Work request:
Where the records hold the string "https", show the whole line it sits on.

Items listed in a dataset:
* * * * * * * * *

PR #44, opened 2016-03-07
unique function to retrieve ID from satellite

Rocco83:
Fix the issue https://github.com/sideangleside/sat6-bootstrap/issues/41 .

Please doublecheck and let me know, seems working for me, but i was unable to test all conditions.

### DIFF
--- a/bootstrap.py
+++ b/bootstrap.py
@@ -204,7 +204,7 @@ def clean_puppet():
 
 
 def install_puppet_agent():
-    puppet_env = return_puppetenv_for_hg(return_matching_hg_id(options.hostgroup))
+    puppet_env = return_puppetenv_for_hg(return_matching_id('hostgroups', 'title=%s' % options.hostgroup, False))
     print_generic("Installing the Puppet Agent")
     exec_failexit("/usr/bin/yum -y install puppet")
     exec_failexit("/sbin/chkconfig puppet on")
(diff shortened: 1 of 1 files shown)


bootstrap.py
```diff
@@ -300,61 +302,24 @@ def delete_json(url):
...
         sys.exit(2)
 
-
-def return_matching_domain_id(domain_name):
-    # Given a domain, find its id
-    myurl = "https://" + options.sat6_fqdn + ":" + API_PORT + "/api/v2/domains/?" + urlencode([('search', 'name=%s' % domain_name)])
+# Search in API 
+# given a search key, return the ID
+# api_name is the key in url for API name, search_key must contain also the key for search (name=, title=, ...)
+def return_matching_id(api_name, search_key, null_result_ok):
```
evgeni: maybe make `null_result_ok=False` the default?

bootstrap.py
```diff
@@ -368,7 +333,6 @@ def return_puppetenv_for_hg(hg_id):
     else:
         return 'production'
 
-
```
evgeni, line 371: pep8 requires two empty lines between functions

evgeni:
I think you missed a few occasions:
- https://github.com/Rocco83/sat6-bootstrap/blob/master/bootstrap.py#L336
- https://github.com/Rocco83/sat6-bootstrap/blob/master/bootstrap.py#L370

* * * * * * * * *

Response area:
Fix the issue https://github.com/sideangleside/sat6-bootstrap/issues/41 .
-    myurl = "https://" + options.sat6_fqdn + ":" + API_PORT + "/api/v2/domains/?" + urlencode([('search', 'name=%s' % domain_name)])
- https://github.com/Rocco83/sat6-bootstrap/blob/master/bootstrap.py#L336
- https://github.com/Rocco83/sat6-bootstrap/blob/master/bootstrap.py#L370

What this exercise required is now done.